Zum Hauptinhalt springen

Haupteingang Staudinger, Hanauer Landstr. 150

„Wir sind Energiewende!“ Unter diesem Motto ruft die Bürgerinitiative Stopp Staudinger gemeinsam mit der Klimaallianz im Rahmen des bundesweiten Klimaaktionstages am 22. September 2012 um 11 Uhr zum Protest gegen den geplanten Kohleblock 6 vor dem Haupteingang des E.ON Werkes Staudinger (Hanauer Landstr. 150) auf.

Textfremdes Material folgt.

PR #285, opened 2026-08-18
Reject invalid encryption shared secrets

### LINKED ISSUE #284: Reject invalid shared secrets in native encryption APIs
## Summary

The native Poseidon encryption and decryption APIs accept arbitrary `JubJubAffine` shared-secret coordinates. Identity and non-prime-order points should be rejected before they are used as encryption material.

This is preventive library hardening. Current Rusk and Phoenix revisions do not call these native Poseidon encryption APIs; Phoenix derives its note-encryption secret for AES instead, and Phoenix transactions are currently disabled on mainnet.

## Expected behavior

- Native encryption and decryption reject identity, off-curve, pure low-order, and mixed-order shared secrets with `Error::InvalidPoint`.
- Valid prime-order shared secrets retain the existing encryption output and round-trip behavior.
- Regressions distinguish identity, pure low-order, and mixed-order points so a small-order-only check cannot satisfy the tests.
- Gadget APIs clearly document that the calling circuit must constrain point membership and non-identity; this issue must not silently alter circuit layouts or verifier keys.

## Performance

Complete subgroup validation requires a scalar multiplication. The implementation should benchmark and document that cost rather than replacing it with an incomplete small-order check.

HDauven:
## Summary

- reject identity, off-curve, pure low-order, and mixed-order shared secrets in native encryption and decryption
- return the existing `Error::InvalidPoint` before invoking SAFE
- document the membership obligation for gadget callers without changing circuit layouts
- add regressions that distinguish identity, pure low-order, and mixed-order points

## Rationale

Using an identity or non-prime-order DHKE result as encryption material weakens the intended shared-secret boundary. A small-order-only check is insufficient: an on-curve mixed-order point can be non-identity and not itself small-order while still failing subgroup membership.

This is preventive public-library hardening. Current Rusk and Phoenix revisions have no callers of these native Poseidon encryption APIs; Phoenix note encryption feeds its DHKE result to AES instead.

## Compatibility and performance

Valid prime-order inputs reach the unchanged SAFE implementation with identical coordinates and nonce. Gadget constraints are intentionally unchanged because adding point-membership constraints would alter circuit layouts and verifier keys.

Complete subgroup validation adds approximately 75 microseconds per call on the test machine. For two-scalar messages, native encryption measured about 43 to 117 microseconds and decryption about 39 to 116 microseconds. The cheaper on-curve/non-small-order predicate was rejected because it accepts mixed-order points.

## Validation

- `make fmt CHECK=1`
- `make clippy`
- `make test`
- `make check`
- `make doc`
- `make no-std`
- `cargo bench --all-features --no-run`
- mutation controls for unconditional acceptance and the incomplete small-order predicate

Closes #284

### DIFF
--- a/src/encryption.rs
+++ b/src/encryption.rs
@@ -56,7 +56,16 @@ use crate::{Domain, Error};
 /// This function encrypts a given message with a shared secret point on the
 /// jubjub-curve and a bls-scalar nonce using the poseidon hash function.
 ///
-/// The shared secret is expected to be a valid point on the jubjub-curve.
+/// The shared secret must be a non-identity point in the prime-order subgroup
+/// of the jubjub curve.
+/// Invalid shared secrets return [`Error::InvalidPoint`]. This validation costs
+/// one jubjub scalar multiplication per call.
+///
+/// This check does not make DHKE with an unchecked peer point safe. Callers
+/// must validate untrusted peer public points as on-curve, non-identity, and
+/// prime-order before scalar multiplication. Protocol-facing code should not
+/// expose [`Error::InvalidPoint`] separately from authentication or decryption
+/// failures.
 ///
 /// The cipher-text will always yield exactly one element more than the message.
 pub fn encrypt(
@@ -64,6 +73,8 @@ pub fn encrypt(
     shared_secret: &JubJubAffine,
     nonce: &BlsScalar,
 ) -> Result<Vec<BlsScalar>, Error> {
+    validate_shared_secret(shared_secret)?;
+
     Ok(dusk_safe::encrypt(
         ScalarPermutation::new(),
         Domain::Encryption,
@@ -77,7 +88,16 @@ pub fn encrypt(
 /// secret point on the jubjub-curve and a bls-scalar nonce using the poseidon
 /// hash function.
 ///
-/// The shared secret is expected to be a valid point on the jubjub-curve.
+/// The shared secret must be a non-identity point in the prime-order subgroup
+/// of the jubjub curve.
+/// Invalid shared secrets return [`Error::InvalidPoint`]. This validation costs
+/// one jubjub scalar multiplication per call.
+///
+/// This check does not make DHKE with an unchecked peer point safe. Callers
+/// must validate untrusted peer public points as on-curve, non-identity, and
+/// prime-order before scalar multiplication. Protocol-facing code should not
+/// expose [`Error::InvalidPoint`] separately from authentication or decryption
+/// failures.
 ///
 /// The cipher-text will always yield exactly one element more than the message.
 pub fn decrypt(
@@ -85,6 +105,8 @@ pub fn decrypt(
     shared_secret: &JubJubAffine,
     nonce: &BlsScalar,
 ) -> Result<Vec<BlsScalar>, Error> {
+    validate_shared_secret(shared_secret)?;
+
     Ok(dusk_safe::decrypt(
         ScalarPermutation::new(),
         Domain::Encryption,
@@ -92,4 +114,16 @@ pub fn decrypt(
         &[shared_secret.get_u(), shared_secret.get_v()],
         nonce,
     )?)
+}
+
+fn validate_shared_secret(shared_secret: &JubJubAffine) -> Result<(), Error> {
+    if !bool::from(shared_secret.is_on_curve()) {
+        return Err(Error::InvalidPoint);
+    }
+
+    if !bool::from(shared_secret.is_prime_order()) {
+        return Err(Error::InvalidPoint);
+    }
+
+    Ok(())
 }
--- a/tests/encryption.rs
+++ b/tests/encryption.rs
@@ -45,6 +45,44 @@ fn encrypt_decrypt() -> Result<(), Error> {
 }
 
 #[test]
+fn non_prime_order_shared_secrets_fail() {
+    let message = [BlsScalar::from(42)];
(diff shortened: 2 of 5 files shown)


src/encryption.rs
```diff
@@ -93,3 +99,15 @@ pub fn decrypt(
...
+    let is_valid = shared_secret.is_on_curve()
+        & shared_secret.is_torsion_free()
+        & !shared_secret.is_identity();
+
+    if bool::from(is_valid) {
+        Ok(())
+    } else {
+        Err(Error::InvalidPoint)
+    }
+}
```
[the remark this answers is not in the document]
HDauven: Adjusted validation to reject identity and off-curve inputs before running the expensive torsion-free subgroup check. Valid and other subgroup-invalid inputs still receive the complete validation.

tests/encryption.rs
```diff
@@ -44,6 +44,41 @@ fn encrypt_decrypt() -> Result<(), Error> {
...
+    assert!(bool::from(identity.is_identity()));
+    assert!(bool::from(low_order.is_on_curve()));
+    assert!(!bool::from(low_order.is_torsion_free()));
+    assert!(!bool::from(low_order.is_identity()));
+    assert!(bool::from(mixed_order.is_on_curve()));
+    assert!(!bool::from(mixed_order.is_torsion_free()));
+    assert!(!bool::from(mixed_order.is_identity()));
+    assert!(!bool::from(mixed_order.is_small_order()));
+
+    let invalid_secrets = [identity, low_order, mixed_order];
```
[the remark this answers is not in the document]
HDauven: Added an explicit `(0, 0)` off-curve fixture, pinned its premise with `!is_on_curve()`, and require both native APIs to return `InvalidPoint`.

src/encryption.rs
```diff
@@ -93,3 +99,15 @@ pub fn decrypt(
...
+    if bool::from(shared_secret.is_identity() | !shared_secret.is_on_curve()) {
+        return Err(Error::InvalidPoint);
+    }
+
+    if !bool::from(shared_secret.is_torsion_free()) {
+        return Err(Error::InvalidPoint);
+    }
+
+    Ok(())
+}
```
moCello, line 129: **NOTE:** Rejection latency depends on the shared secret — the identity short-circuit returns before the scalar multiplication that every other invalid point pays for.

**Context:** For a peer key of order `k ∈ {2,4,8}`, the shared secret `s·P` is the identity exactly when `k | s`, so that case takes the fast path while every other rejection runs the ~252-bit ladder in `is_torsion_free`. Both return the same `Error::InvalidPoint`, leaving latency as the only distinguisher; three probes at `k = 2, 4, 8` against a static secret separate `s mod 8`. On-curve is safe to short-circuit on — `s·P` is on-curve whenever `P` is, so it reveals only the caller's own input.

**Severity-rationale:** No caller in the tree exposes this timing today, so the premise is conditional and the tier is capped. It is cheap to close now and awkward to revisit once the validation is treated as settled.

**Fix:** Keep the on-curve early return, then use jubjub's own combinator for the rest: `if !bool::from(shared_secret.is_prime_order()) { return Err(Error::InvalidPoint); }`. `is_prime_order` is `is_torsion_free() & !is_identity()` with a bitwise `&`, so both halves always evaluate and the identity case costs the same as any other rejection.

src/encryption.rs
```diff
@@ -56,14 +56,17 @@ use crate::{Domain, Error};
 /// This function encrypts a given message with a shared secret point on the
 /// jubjub-curve and a bls-scalar nonce using the poseidon hash function.
 ///
-/// The shared secret is expected to be a valid point on the jubjub-curve.
+/// The shared secret must be a non-identity point in the prime-order subgroup
+/// of the jubjub curve.
```
moCello, line 60: **NOTE:** The precondition is stated without its consequences — neither that violating it returns `Error::InvalidPoint`, nor that enforcing it costs a JubJub scalar multiplication on every call.

**Context:** `decrypt` carries the same two lines (:83-84) and the same omission. #284 asks for the validation cost to be documented; it currently appears only in the PR description, which callers reading the API never see.

**Fix:** Append one sentence to both doc comments — that a shared secret outside the prime-order subgroup returns `Error::InvalidPoint`, and that the check costs one scalar multiplication per call.

moCello (approved):
APPROVE — Validation is complete (on-curve, non-identity, full subgroup via constant-time scalar multiplication), the test vectors are correct and each one is asserted to have the predicate profile it claims, and circuit layouts are untouched; nothing gates. Two notes inline, both one-line edits in the same file: the order of the two checks, and what the doc comments leave out.

src/encryption.rs
HDauven: Changed the validator to short-circuit only off-curve inputs, then use `is_prime_order()` for every on-curve candidate. Identity and other on-curve invalid points now perform the same subgroup work before branching.

src/encryption.rs
HDauven: Expanded both native API docs with the `InvalidPoint` result, one-scalar-multiplication cost, mandatory peer-point validation before DHKE, and guidance to coalesce protocol-facing failures.

moCello (approved):
APPROVE — Every prior comment is addressed at this head: the validator is on-curve then `is_prime_order()` with no identity fast path, the off-curve case is in the regression test, and both native API docs state the `InvalidPoint` result and its scalar-multiplication cost. Nothing new gates or asks for a change.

Neben Redebeiträgen werden wir auch einen Offenen Brief an den Vorstand und Aufsichtsrat von E.ON überbringen. Dieses Schreiben hat folgenden Wortlaut:

Sehr geehrter Herr Dr. Teyssen, sehr geehrte Damen und Herren im Vorstand und Aufsichtsrat,

die Unterzeichner, die sich am 22. September 2012 gemeinsam mit zahlreichen Umweltfreunden am Kraftwerk Staudinger versammelt haben, beteiligen sich am bundesweiten Klima-Aktionstag und demonstrieren für eine erfolgreiche Energiewende ohne Atom- und Kohlekraftwerke. Wir gratulieren dem EON-Vorstand zum gelungenen Abschluss der Verhandlungen mit Gazprom und der damit verbundenen deutlichen Verbesserung Ihrer Möglichkeiten, Erdgas als Brückentechnologie zur Stromerzeugung zu verwenden.

Wir erwarten, dass dieser Verhandlungserfolg dazu beiträgt, dass EON sich aus der Stromerzeugung durch klimaschädliche Kohlekraftwerke zurückzieht. Dies betrifft uns im östlichen Rhein-Main-Gebiet an der hessisch-bayerischen Landesgrenze ganz besonders, da hier in dieser extrem belasteten Region das E.ON-Kraftwerk Staudinger unter lokalen, regionalen wie globalen Aspekten betrachtet eine zusätzliche enorme Belastungsquelle für Mensch und Umwelt darstellt. Die Hängepartie um den geplanten Neubau des Steinkohleblocks 6 muss jetzt ein Ende haben. Sagen Sie endgültig „Nein“ zu diesem antiquierten Vorhaben. Stattdessen fordern wir von Ihnen, dass der mit Erdgas betriebene Block 4 in Zukunft möglichst ausschließlich als Backup für die regenerativen Energien genutzt wird und E.ON die hierdurch zur Verfügung stehenden Mittel in den Ausbau der erneuerbaren Energien - auch in unserer Region - investiert.

Wir brauchen eine echte Energiewende, die auf einem Mix von erneuerbaren Energien und einer flexiblen Nutzung von mit Erdgas bzw. ökologisch vertretbarem Biogas betriebenen Kraft-Wärme gekoppelten Anlagen beruht. Die höchst problematischen sozialen und ökologischen Bedingungen, unter denen die Gewinnung von Steinkohle in Ländern wie Kolumbien geschieht, sind ein weiterer Grund, den Ausstieg aus der Steinkohleverstromung zu vollziehen. Wir sind heute mit vielen Menschen in der gesamten Bundesrepublik Deutschland unter dem Motto "Wir sind Energiewende" verbunden. Die Bevölkerung will die Energiewende. Sie ist bereit, Energie zu sparen, und die Akzeptanz von Windrädern steigt. Wir bitten Sie, diese positive Stimmung auch für EON zu nutzen, den Widerstand gegen die Energiewende aufzugeben und alles dafür zu tun, dass wir das Ziel einer hundertprozentigen Stromerzeugung aus erneuerbaren Energien schnellstmöglich erreichen.

Kein Strom aus Kohle und Atom! Für einen raschen Ausbau der erneuerbaren Energien!

Stefan Weiß (Klimaallianz) Winfried Schwab-Posselt (Stopp-Staudinger)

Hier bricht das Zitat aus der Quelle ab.